= Stored data =
((

PR #270, opened 2023-03-01
Changes for Pandas 2

AdamOrmondroyd:
# Description

I'm conscious that pandas 2 is on the horizon, with the release of 2.0.0rc0 onto pypi last week.

Some of these changes affect #235, so I have built on top of that here.

Changes:
- [x] implement `_PlanePlot2d._args_adjust()`
- [x] Remove `HistPlot._makeplot()`, copied from pandas #48888 (which is already outdated)

Still to fix:
- [ ] The Gelman-Rubin statistic is broken, as the `groupby()` seems to cause the pandas kwargs to `cov()`to be passed to our `cov()`, which raises the `NotImplementedError` - need to see how this fits in with #272
- [x] adjust_docstrings() is broken
- [x] update pandas requirement to ~= 2.0.0 once it actually releases

Fixes # (issue)

# Checklist:

- [ ] I have performed a self-review of my own code
- [x] My code is PEP8 compliant (`flake8 anesthetic tests`)
- [x] My code contains compliant docstrings (`pydocstyle --convention=numpy anesthetic`)
- [ ] New and existing unit tests pass locally with my changes (`python -m pytest`)
- [ ] I have added tests that prove my fix is effective or that my feature works
- [x] I have appropriately incremented the [semantic version number](https://semver.org/) in both README.rst and anesthetic/_version.py - I think this is worthy of a minor increment

PR #272, opened 2023-03-10
WeightedGroupBy

### LINKED ISSUE #260: `WeightedDataFrame.groupby.mean` does not produce weighted means
## Describe the bug

There are two tiers to this bug:
1. Currently the means (and other statistics) after a pandas `groupby` method call from a `WeightedDataFrame` are not weighted means . The weights are being ignored. 
2. The groups themselves should be weighted objects (sum of weights within the group), such that the mean of the group mean matches the overall sample mean. So we need some sort of `WeightedGroup` object, such that weights are taken into account when performing between-group statistics.

## To Reproduce

```python
import numpy as np
from anesthetic.samples import Samples

params = ['a', 'b']
data = np.random.rand(4, 2)
weights = np.random.randint(1, 10, 4)
samples = Samples(data, weights=weights, columns=params)
samples['group'] = np.ones(4, dtype=int)
samples.loc[2:, 'group'] = 2

group1_means  = np.average(samples.loc[:1, params], axis=0)
group1_wmeans = np.average(samples.loc[:1, params], axis=0, weights=samples.get_weights()[:2])
group2_means  = np.average(samples.loc[2:, params], axis=0)
group2_wmeans = np.average(samples.loc[2:, params], axis=0, weights=samples.get_weights()[2:])
group_means  = np.vstack([group1_means,  group2_means])
group_wmeans = np.vstack([group1_wmeans, group2_wmeans])
group_weights = [samples.get_weights()[:2].sum(), samples.get_weights()[2:].sum()]
mean =  np.average(group_means,  axis=0)
wmean = np.average(group_wmeans, axis=0, weights=group_weights)
```

## Expected behavior

The mean values after a groupby call should be weighted means; however, currently the weights are being ignored.

```python
assert not np.any(samples.groupby('group').mean() == group_means)
assert np.all(samples.groupby('group').mean() == group_wmeans)
```

Furthermore, the mean of the group means should match the overall sample mean:

```python
assert not np.any(samples.groupby('group').mean().mean() == mean)
assert np.all(samples.groupby('group').mean().mean() == wmean)
```

## Additional context

This follows up from the discussion in https://github.com/williamjameshandley/anesthetic/pull/258#discussion_r1099617574, and as such is relevant for the accurat computation of the Gelman--Rubin statistic. In that comment we also discussed the potential issue of having missing values.

## Screenshots

image

AdamOrmondroyd:
# Description

Statistics of `WeightedDataFrame.groupby` such as `mean()` ignore weights. Since my ambitious attempt to fix this in pandas itself is looking very unlikely to get through, I have attempted to fix it here. However, they have suggested adding a `self._gb_cls` attribute to `Series` and `DataFrame`, which `.groupby()` returns. For now, I have copied the methods.

Fixes #260

# Checklist:

- [x] Get the `mean().mean()` case working (test currently commented out). This seems like it would require significantly more work...


Ormorod:
I'm aware coverage won't be complete as the test only considers the mean.

lukashergt:
>  Since my ambitious attempt to fix this in pandas itself is looking very unlikely to get through

The latest comment sounded in favour of the fix, so I'd still have hope...

What does the `transform` in `udf.groupby('group').transform('mean')` do? Is that something we could use/leverage?

Ormorod:
> What does the `transform` in `udf.groupby('group').transform('mean')` do? Is that something we could use/leverage?

`pandas.core.groupby.DataFrameGroupBy.transform(func)` takes func and applies it to each group. What we might be able to use/create is something like `.transform('weight') to calculate the total weight of each group, which might be useable for the mean of means...

Ormorod:
@lukashergt The failing tests are to do with building documentation, which I'll be honest I could do with some pointers of what you might like to see here.

lukashergt:
> @lukashergt The failing tests are to do with building documentation, which I'll be honest I could do with some pointers of what you might like to see here.

See https://github.com/williamjameshandley/anesthetic/pull/272/commits/d97b760f2a59a522ebb7c634ddf4c9361c586f8f, https://github.com/williamjameshandley/anesthetic/pull/272/commits/bfa2647e4c2082a14178e6402845f8b130fb8501, https://github.com/williamjameshandley/anesthetic/pull/272/commits/40cd004d8fcfb3edc55512069d374b89a53d3864, and https://github.com/williamjameshandley/anesthetic/pull/272/commits/0f2104e26ce78b6700de35c61e4576492c97ffd7 and commit messages therein for how I've tackled this.

anesthetic/weighted_pandas.py
```diff
@@ -405,15 +487,64 @@ def _constructor_sliced(self):
...
-    adjust_docstrings(cls, 'SeriesGroupBy',
-                           'pandas.core.groupby.SeriesGroupBy')
     adjust_docstrings(cls, 'pandas.core.window.Rolling.quantile',
                            'pandas.core.window.rolling.Rolling.quantile')
+    adjust_docstrings(cls, r'\bDataFrameGroupBy\b', 'WeightedDataFrameGroupBy')
+    adjust_docstrings(cls, r'\bSeriesGroupBy\b', 'WeightedSeriesGroupBy')
+    adjust_docstrings(cls, 'WeightedDataFrameGroupBy.sample',
+                           'pandas.core.groupby.DataFrameGroupBy.sample')
+    adjust_docstrings(cls, 'WeightedSeriesGroupBy.sample',
+                           'pandas.core.groupby.SeriesGroupBy.sample')
```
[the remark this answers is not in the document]
Ormorod: Do you mean adapting the methods themselves or their associated docstrings?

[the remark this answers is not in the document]
lukashergt: I meant the methods themselves. The problem on the doc level is that the pandas docs have sprinkled links to other methods throughout. Our `adjust_docstrings` reroutes anything pointing to `DataFrame` or `Series` to `WeightedDataFrame` or `WeightedSeries`. Specifically the line
```python
adjust_docstrings(cls, r'\bDataFrameGroupBy\b', 'WeightedDataFrameGroupBy')
```
causes the link from a pandas docstring to be changed from `DataFrameGroupBy.sample` to `WeightedDataFrameGroupBy.sample`. But as long as there is no `WeightedDataFrameGroupBy.sample` method, the link fails. 

Currently the line
```python
adjust_docstrings(cls, 'WeightedDataFrameGroupBy.sample', 'pandas.core.groupby.DataFrameGroupBy.sample')
```
routes the link back to `DataFrameGroupBy.sample`. Alternatively, if we were to implement the  `WeightedDataFrameGroupBy.sample` method, then the link would work.

williamjameshandley:
I'm looking into resolving the final weights issues today. 

Is there any reason we've opted to include `numeric_only` in the new `WeightedGroupBy` functions as a kwarg? I opted to not bother with them in the other `WeightedSeries` and `WeightedDataFrame` functions, (apart from bizarrely quantile, which I could just drop support for).

Would you be put out if I just dropped those for now? (it would also make the functions look a lot neater). Modern Pandas includes more arguments anyway, such as `engine`, which I don't imagine we'll support natively initially.

Ormorod:
I haven't yet had chance to play further with `WeightedGroupBy`, from Lukas' comment above it sounds like there might be quite a lot which I still need to implement. (e.g. I haven't got around to understanding what `WeightedGroupBy.sample` actually is...)

My approach with `numeric_only` was just to change as little as possible wrt pandas itself, as this has caused me grief with `cov` specifically (see #270) and I worry more of this will appear

anesthetic/weighted_pandas.py
```diff
@@ -1,14 +1,67 @@
...
+
+    def mean(self, *args, **kwargs):  # noqa: D102
+        result = self.agg(lambda df: self.obj._constructor(df).mean(
+            *args, **kwargs))
+        return result.__finalize__(self.obj, method="groupby")
+
+    def std(self, *args, **kwargs):  # noqa: D102
+        result = self.agg(lambda df: self.obj._constructor(df).std(
+            *args, **kwargs))
+        return result.__finalize__(self.obj, method="groupby")
```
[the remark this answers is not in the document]
williamjameshandley: I agree that it's far from ideal, but I don't see the alternative as being maintainable long-term as new arguments are added in future versions of pandas. In principle, if desired, we could implement a sensible ddof, but I'm only inclined to do that if there is a clear use case.

williamjameshandley:
OK, I've now implemented the mean-of-means version of the code, and added some tests which show this is working. I also implemented a weighted `_gotitem` (which just replaces the existing code with `WeightedSeriesGroupBy`. Without this, `samples.groupby('chain').x0` returned a `SeriesGroupBy` rather than a `WeightedSeriesGroupBy`.

Ormorod:
Getting performance warnings  `/Users/adam/programming/anesthetic/anesthetic/weighted_pandas.py:27: PerformanceWarning: dropping on a non-lexsorted multi-index without a level parameter may impact performance.`

anesthetic/weighted_pandas.py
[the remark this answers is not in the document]
lukashergt: I would much rather have the explicit args and kwargs, and _that_ would actually be the pythonic way, but we can't maintain a full copy of pandas and keep it up to date with all the little changes going on there. Hence it would have been much nicer to have GroupBy automatically point to the corresponding methods, without needing to create a GroupBy method for every WeightedDataFrame method that we want to use...

For any anesthetic-own functions I would strive to be explicit, but when it comes to inheritance from pandas, I would try to keep things as independent and robust to changes in pandas as possible.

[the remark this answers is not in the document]
lukashergt: Specifically `ddof` is probably something we could improve upon. `ddof` actually _does_ make sense for weighted data. For MCMC data (with integer weights, aka repeat type weights, aka frequency type weights) you can use it actually one to one compared to unweighted data. For nested samples (which I guess would fall into the category of reliability type weights) I am not sure what the best way of handling this would be, but just dividing by the sum of weights does not give you an unbiased estimator...

See the corresponding [Wikipedia article](https://en.wikipedia.org/wiki/Weighted_arithmetic_mean#Weighted_sample_variance) for an overview. But note that the section on reliability type weights might not be correct, see also this [Stackoverflow answer](https://stats.stackexchange.com/a/61641/209204).

lukashergt:
> I haven't yet had chance to play further with `WeightedGroupBy`, from Lukas' comment above it sounds like there might be quite a lot which I still need to implement. (e.g. I haven't got around to understanding what `WeightedGroupBy.sample` actually is...)

Maybe we don't need the `sample` method? The only reason `sample` came up is because it pops up as a reference in the docstrings of another method... But maybe it would be more manageable for us to only implement methods when we need them?

tests/test_samples.py
```diff
@@ -1339,3 +1339,38 @@ def test_old_gui():
         make_2d_axes(['x0', 'y0'], tex={'x0': '$x_0$', 'y0': '$y_0$'})
     with pytest.raises(NotImplementedError):
         make_1d_axes(['x0', 'y0'], tex={'x0': '$x_0$', 'y0': '$y_0$'})
+
+
+def test_groupby_stats():
+    mcmc = read_chains('./tests/example_data/cb')
+    chains = mcmc.groupby('chain')
```
lukashergt, line 1346: > Getting performance warnings /Users/adam/programming/anesthetic/anesthetic/weighted_pandas.py:27: PerformanceWarning: dropping on a non-lexsorted multi-index without a level parameter may impact performance.

This above line is the culprit, which got changed in https://github.com/williamjameshandley/anesthetic/pull/272/commits/c49536210ac8b3c74f99b548802d73737e04bb1a from:
```python
chains = mcmc.groupby(('chain', '$n_\\mathrm{chain}$'), group_keys=False)
```
Since we have a MultiIndex, we will get the warning when we only use the column name `'chain'` without its label. How do we prefer to handle this? It is good to know that things will work even when calling with only `'chain'`. But it's also nice to keep our test feedback clean. Shall we keep things as is and turn off the check for a PerformanceWarning for this line? Or revert to grouping with a joint call of column name and label?

tests/test_samples.py
```diff
@@ -1339,3 +1339,38 @@ def test_old_gui():
...
+    for chain in [1, 2]:
+        i = mcmc.chain == chain
+        assert_allclose(mcmc.loc[i].mean().drop('chain'),
+                        chains.mean().loc[chain, :])
+        assert_allclose(mcmc.loc[i].std().drop('chain'),
+                        chains.std().loc[chain, :])
+        assert_allclose(mcmc.loc[i].median().drop('chain'),
+                        chains.median().loc[chain, :])
+        assert_allclose(mcmc.loc[i].var().drop('chain'),
+                        chains.var().loc[chain, :])
```
lukashergt, line 1356: I think rather than using the `.loc[chain, :]` syntax it would be nicer to use the `chains.get_group(chain)` method, such that that gets tested as well.

tests/test_samples.py
```diff
@@ -1339,3 +1339,38 @@ def test_old_gui():
...
+
+    assert_allclose(mcmc.mean().drop('chain'), chains.mean().mean())
```
lukashergt, line 1358: Looks like this works, cool! :)

tests/test_samples.py
```diff
@@ -1339,3 +1339,38 @@ def test_old_gui():
...
+            for chain in [1, 2]:
+                i = mcmc.chain == chain
+                assert_allclose(mcmc.loc[i, col].mean(),
+                                chains[[col]].mean().loc[chain, :])
+                assert_allclose(mcmc.loc[i, col].std(),
+                                chains[[col]].std().loc[chain, :])
+                assert_allclose(mcmc.loc[i, col].median(),
+                                chains[[col]].median().loc[chain, :])
+                assert_allclose(mcmc.loc[i, col].var(),
+                                chains[[col]].var().loc[chain, :])
```
lukashergt, line 1371: As above, I think it would be nicer to use `chains.get_group(chain)`.

anesthetic/weighted_pandas.py
```diff
@@ -1,14 +1,112 @@
...
+    """Weighted version of ``pandas.core.groupby.DataFrameGroupBy``.
+
+    :meta private:
+    """
+
+    def get_weights(self):
+        """Return the weights of the grouped samples."""
+        return super().get_weights().min(axis=1-self.axis)
+
+    def _gotitem(self, key, ndim: int, subset=None): # pragma: no cover
```
lukashergt, line 73: Lint: Looks like there is a space missing before the inline comment here.

tests/test_samples.py
Ormorod: I'd prefer a joint call of column name and label, as warning suppression is quite messy

tests/test_samples.py
Ormorod: `chains.get_group(chain)` returns a `WeightedDataFrame`, so this change wouldn't actually be testing `WeightedDataFrameGroupBy`. Can additionally test this however

Ormorod: Additional tests added

lukashergt: hmm, I see what you are saying... but yes, we should have a test for `get_group` somewhere, too.

tests/test_samples.py
lukashergt: Can we get the same to work with `var`? (Might not be possible...)

lukashergt: Nope, I don't think that makes actually sense...

Ormorod: I *think* that what @williamjameshandley has done with setting weights in all of mean, var etc means that mean of means, variance of variances will be correctly calculated taking weights into consideration. 

I think you're right that the mean is somewhat special in that the mean of means is the same as the overall mean, but there might be similar tests we can construct for the others

tests/test_samples.py
williamjameshandley: resolved by @Ormorod in [5725ddf](https://github.com/williamjameshandley/anesthetic/pull/272/commits/5725ddfceb6d285c547cdbec8ed49f8596d2a9f8)

tests/test_samples.py
williamjameshandley: resolved by @Ormorod in [5725ddf](https://github.com/williamjameshandley/anesthetic/pull/272/commits/5725ddfceb6d285c547cdbec8ed49f8596d2a9f8)

tests/test_samples.py
williamjameshandley: Happy to go with @Ormorod's suggestion.

williamjameshandley:
>Maybe we don't need the sample method? The only reason sample came up is because it pops up as a reference in the docstrings of another method... But maybe it would be more manageable for us to only implement methods when we need them?

I actually implemented the sample method already in my last updates. This was quite simple, a `sample` already has a weights option, and all this does is hijack that. At the moment this draws one sample from each group in proportion to the weights within each group.

To match the other implementations in anesthetic, we're currently missing:

- [ ] `kurtosis`
- [ ] `kurt`
- [ ] `cov`
- [ ] `corr`
- [ ] `skew`
- [ ] `mad`
- [ ] `sem`
- [ ] `quantile`
- [ ] `corrwith`

tests/test_samples.py
williamjameshandley: The only one this works for (as far as I can see) is the mean of means. The mean of variances/variance of variances fundamentally fails because they correctly use the cluster means to compute their separate variances. There may be use-cases for this distinction in @Ormorod's clustering work.

Ormorod:
The remaining methods are a bit different, as they all require some kind of `other`.

Ormorod:
`corrwith()` doesn't exist for `Series` so I have left that off from the second set of tests

tests/test_samples.py
```diff
@@ -1339,3 +1339,126 @@ def test_old_gui():
...
+                                chains[[col]].kurtosis().loc[chain, :])
+                assert_allclose(mcmc.loc[i, col].skew(),
+                                chains[[col]].skew().loc[chain, :])
+                assert_allclose(mcmc.loc[i, col].mad(),
+                                chains[[col]].mad().loc[chain, :])
+                assert_allclose(mcmc.loc[i, col].sem(),
+                                chains[[col]].sem().loc[chain, :])
+                assert_allclose(mcmc.loc[i, col].cov(mcmc.loc[i, col]),
+                                chains[[col]].cov().loc[chain, :])
+                assert_allclose(mcmc.loc[i, col].corr(mcmc.loc[i, col]),
```
Ormorod, line 1448: This line is causing a warning

```shell
tests/test_samples.py::test_groupby_stats
  /Users/adam/programming/anesthetic/anesthetic/weighted_pandas.py:266: RuntimeWarning: invalid value encountered in scalar divide
    return self.cov(other, skipna=skipna)/norm
```
Any ideas?

lukashergt: Could this come from incorrect/missing dropping of the `'chain'` column?

tests/test_samples.py
```diff
@@ -1339,3 +1339,140 @@ def test_old_gui():
         make_2d_axes(['x0', 'y0'], tex={'x0': '$x_0$', 'y0': '$y_0$'})
     with pytest.raises(NotImplementedError):
         make_1d_axes(['x0', 'y0'], tex={'x0': '$x_0$', 'y0': '$y_0$'})
+
+
+def test_groupby_stats():
+    mcmc = read_chains('./tests/example_data/cb')
+    chains = mcmc.groupby(('chain', '$n_\\mathrm{chain}$'))
```
lukashergt, line 1346: I think it might be better to set things up as follows:
```python
mcmc = read_chains('/home/lthergt/Documents/Projects/AnestheticPrj/anesthetic/tests/example_data/cb')
params = ['x0', 'x1']
chains = mcmc[params + ['chain']].groupby(('chain', '$n_\\mathrm{chain}$'))
```
and then in the following to only use `params` instead of all columns, since some columns are actually constant which can cause nans and warnings.

For example instead of `mcmc.loc[mask]` we would write `mcmc.loc[mask, params]` and get around of a lot of `'chain'` dropping.

This will also be closer to the actual use-cases.

tests/test_samples.py
lukashergt: Or possibly from the constant 'minuslogprior` column?

tests/test_samples.py
```diff
@@ -1339,3 +1339,140 @@ def test_old_gui():
...
+    assert chains.median().isweighted() is True
+    assert chains.var().isweighted() is True
+    assert chains.kurt().isweighted() is True
+    assert chains.kurtosis().isweighted() is True
+    assert chains.skew().isweighted() is True
+    assert chains.mad().isweighted() is True
+    assert chains.sem().isweighted() is True
+    assert chains.corr().isweighted() is True
+    assert chains.cov().isweighted() is True
+    assert chains.corrwith(mcmc).isweighted() is True
```
lukashergt, line 1359: I've added these tests that ensure that our results from groupby methods are weighted. 

As you can see from https://github.com/williamjameshandley/anesthetic/pull/272/commits/142740cff80e44ca74590ccb6f474515dfe80583 the tests currently pass for `mean`, `std`, `median`, `var`, `kurt`, `kurtosis`, `skew`, and `sem`.

https://github.com/williamjameshandley/anesthetic/pull/272/commits/7b0a8e1aa233582d6d93679c378058154b04cba9 shows that `mad`, `corr`, `cov`, and `corrwith` are still failing, so I've unchecked them on our to-do list.

While the tests further down show that `cov` and Co. produce correct results within their respective group/chain, the tests don't show that the groups/chains are not correctly weighted with respect to one another.

tests/test_samples.py
```diff
@@ -1339,3 +1339,150 @@ def test_old_gui():
...
+
+    w1 = mcmc.loc[mcmc.chain == 1].get_weights().sum()
+    w2 = mcmc.loc[mcmc.chain == 2].get_weights().sum()
+    assert np.all(chains.mean().get_weights() == [w1, w2])
+    assert np.all(chains.std().get_weights() == [w1, w2])
+    assert np.all(chains.median().get_weights() == [w1, w2])
+    assert np.all(chains.var().get_weights() == [w1, w2])
+    assert np.all(chains.kurt().get_weights() == [w1, w2])
+    assert np.all(chains.kurtosis().get_weights() == [w1, w2])
+    assert np.all(chains.skew().get_weights() == [w1, w2])
```
lukashergt, line 1369: Some more tests that explicitly check that the groupby methods return the correct weights.

We will want to add tests for `cov` and `corr`, too, but this might be simplified by specifying parameters as suggested in [my comment above](https://github.com/williamjameshandley/anesthetic/pull/272/files#r1149789311).

tests/test_samples.py
williamjameshandley: Agreed, and done in 706d759

tests/test_samples.py
williamjameshandley: Resolved by 706d759

williamjameshandley:
OK, I think this resolves all of the above. @lukashergt could you have a look at the sphinx failure?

))

= TO DO =
Wherever the word "bDataFrameGroupBy" appears in a line of the data, copy that line.

= ANSWER BELOW =
+    adjust_docstrings(cls, r'\bDataFrameGroupBy\b', 'WeightedDataFrameGroupBy')
adjust_docstrings(cls, r'\bDataFrameGroupBy\b', 'WeightedDataFrameGroupBy')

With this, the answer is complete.